PROBLEM DESCRIPTION →
Scan the records for lines with the word "status", and copy every such line.

RECORD SET →
PR #2253, opened 2024-08-27
vsr: primary rejects prepares if log_view is not durable

chaitanyabhandari:
### Problem
Solves a failed VOPR seed (./zig/zig build -Drelease -Dvopr-log=full vopr -- --lite 9087327468587795673) on main(140c7a03d9b6e6ad0a85c46f0b93c597e98f3a95) wherein a primary accepting prepares before making its log_view durable exposes a break in its hash chain.

 A _failing_ replica test that reproduces this issue on a more recent commit on main (aea9cbf1391768c78f35fe31988187119383903e) is in the following GitHub gist: https://gist.github.com/chaitanyabhandari/4a64e74cd90d778d1560d3d327ac4f64

### Solution

The solution entails rejecting prepares on the primary if its view isn't durable. Turns out this piece of code already exists for solo clusters, this PR enables it for primaries in all cases. 
 

### Triggering conditions

1. R1 becomes primary in view=1, initiates writing log_view=1 to the superblock
2. R1 prepares op=1,2,3, and 4.
3. R1 crashes before log_view becomes durable.
4. R1 restarts with self.log_view=0 and truncates op=1,2,3 and 4 as per [case_cut_view_range](https://github.com/tigerbeetle/tigerbeetle/blob/main/src/vsr/journal.zig#L1335-L1345) in journal recovery. R1 sets self.op=0.
5. R1 becomes primary for view=1, successfully writes log_view=1 to the superblock.
6. R1 prepares op=1, replacing the old op=1 in its journal.
7. R1 crashes and restarts with self.log_view=1 and treats op=2,3, and 4 as case [@G ](https://github.com/tigerbeetle/tigerbeetle/blob/main/src/vsr/journal.zig#L2192-L2197)in journal recovery.
8. R1 loads ops=1,2,3, and 4 from the journal into its view headers in [view_change_update_view_headers](https://github.com/tigerbeetle/tigerbeetle/blob/main/src/vsr/replica.zig#L8503)

This exposes a break in the hash chain, since op=2 points to the older op=1 that is prepared, while the journal contains a new op=1 with a different checksum.

### DIFF
--- a/src/vsr/replica.zig
+++ b/src/vsr/replica.zig
@@ -4726,42 +4726,6 @@ pub fn ReplicaType(
             return message.ref();
         }
 
-        /// Discards uncommitted ops during a view change from after and including `op`.
-        /// This is required to maximize availability in the presence of storage faults.
-        /// Refer to the CTRL protocol from Protocol-Aware Recovery for Consensus-Based Storage.
-        fn primary_discard_uncommitted_ops_from(self: *Self, op: u64, checksum: u128) void {
-            assert(self.status == .view_change);
-            assert(self.primary_index(self.view) == self.replica);
-            assert(self.repairs_allowed());
-
-            assert(self.valid_hash_chain(@src()));
-
-            const slot = self.journal.slot_with_op(op).?;
-            assert(op > self.commit_max);
-            assert(op <= self.op);
-            assert(self.journal.header_with_op_and_checksum(op, checksum) != null);
-            assert(self.journal.dirty.bit(slot));
-
-            log.debug("{}: primary_discard_uncommitted_ops_from: ops={}..{} view={}", .{
-                self.replica,
-                op,
-                self.op,
-                self.view,
-            });
-
-            self.op = op - 1;
-            self.journal.remove_entries_from(op);
-
-            assert(self.journal.header_for_op(op) == null);
-            assert(!self.journal.dirty.bit(slot));
-            assert(!self.journal.faulty.bit(slot));
-
-            // We require that `self.op` always exists. Rewinding `self.op` could change that.
-            // However, we do this only as the primary within a view change, with all headers
-            // intact.
-            assert(self.journal.header_with_op(self.op) != null);
-        }
-
         fn flush_loopback_queue(self: *Self) void {
             // There are five cases where a replica will send a message to itself:
             // However, of these five cases, all but one call send_message_to_replica().
--- a/src/vsr/replica.zig
+++ b/src/vsr/replica.zig
@@ -3901,7 +3901,9 @@ pub fn ReplicaType(
             assert(self.commit_min == self.commit_prepare.?.header.op);
             assert(self.commit_min <= self.commit_max);
 
-            if (self.status == .normal and self.primary() and !self.view_durable_updating()) {
+            if (self.status == .normal and self.primary()) {
+                assert(!self.view_durable_updating());
+
                 if (self.pipeline.queue.pop_request()) |request| {
                     // Start preparing the next request in the queue (if any).
                     self.primary_pipeline_prepare(request);
--- a/src/vsr/replica.zig
+++ b/src/vsr/replica.zig
@@ -5055,11 +5055,9 @@ pub fn ReplicaType(
                 }
             }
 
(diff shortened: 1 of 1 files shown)


src/vsr/replica.zig
```diff
@@ -4726,42 +4726,6 @@ pub fn ReplicaType(
             return message.ref();
         }
 
-        /// Discards uncommitted ops during a view change from after and including `op`.
-        /// This is required to maximize availability in the presence of storage faults.
-        /// Refer to the CTRL protocol from Protocol-Aware Recovery for Consensus-Based Storage.
-        fn primary_discard_uncommitted_ops_from(self: *Self, op: u64, checksum: u128) void {
```
matklad, line 4732: wait wat, wasn't this supposed to be used somewhere? 

Ah, ok, this was (not) removed in f74eda450b0a0fa687395e1a5cd97810af0b6345, `git log -S` is everuseful!

src/vsr/replica.zig
```diff
@@ -9516,7 +9478,9 @@ pub fn ReplicaType(
             assert(self.state_machine.pulse_needed(self.state_machine.prepare_timestamp));
 
             self.send_request_to_self(.pulse, &.{});
-            assert(self.pipeline.queue.contains_operation(.pulse));
+            if (!self.pipeline.queue.contains_operation(.pulse)) {
+                assert(self.view_durable_updating());
+            }
```
matklad: As a rule of thumb, ff something might or might not happen, it is genreally better to assert that it does, and to push the condition where it doesn't up to the caller:

https://matklad.github.io/2023/11/15/push-ifs-up-and-fors-down.html

In this case, we actually already do that for upgrade requests!

src/vsr/replica.zig
chaitanyabhandari: Ah, TIL about `git log -S`, I'm going to use this one in the future! :D

src/vsr/replica.zig
chaitanyabhandari: Ah, this a _great_ rule of thumb! It actually helped us  `assert(!self.view_durable_updating());` in primary_pipeline_prepare, send_request_pulse_to_self, _and_ send_request_upgrade_to_self. Added in https://github.com/tigerbeetle/tigerbeetle/pull/2253/commits/f0055581452f8c0ad86d7f2503316e650d863279.

src/vsr/replica.zig
```diff
@@ -3897,7 +3901,7 @@ pub fn ReplicaType(
             assert(self.commit_min == self.commit_prepare.?.header.op);
             assert(self.commit_min <= self.commit_max);
 
-            if (self.status == .normal and self.primary()) {
+            if (self.status == .normal and self.primary() and !self.view_durable_updating()) {
```
matklad: Hm, this feels wrong: if we bail out of this with `self.view_durable_updating()`, then at least we should chain-call this back once view_durable_update finishes, otherwise we won't re-start committing the pipeline. 

But i am wondreifg if we could just `assert` that we are not updating the view here? In this code ,we are primary, in normal, and we are already committing, so the view update must have happened already, no?

chaitanyabhandari: Mhmmmm great catch _"we won't re-start committing the pipeline"_, I think I indeed got overly cautious here. I was worrying about a case wherein a primary reaches here without making its view durable. But that is not possible at all, since a primary starts off with nothing to commit (commit_min == commit_max), and now doesn't accept any new prepares till the view is durable. So if we've reached this point, we _should_ be guaranteed to have made our view durable!

chaitanyabhandari: https://github.com/tigerbeetle/tigerbeetle/pull/2253/commits/3af24ebbffa0c5e6617865a83ed8c08ab9681dee

matklad (approved):
LGTM, but let's bake this in VOPR for some times, I am curious about:

```
            if (self.status == .normal and self.primary()) {
                assert(!self.view_durable_updating());
``` 

in particular. SHould be fine, but only VOPR knows!

chaitanyabhandari:
This is VOPR green after ~9 hours of CFO testing, merging it!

SOLUTION →
-            assert(self.status == .view_change);
-            if (self.status == .normal and self.primary() and !self.view_durable_updating()) {
+            if (self.status == .normal and self.primary()) {
-            if (self.status == .normal and self.primary()) {
+            if (self.status == .normal and self.primary() and !self.view_durable_updating()) {
            if (self.status == .normal and self.primary()) {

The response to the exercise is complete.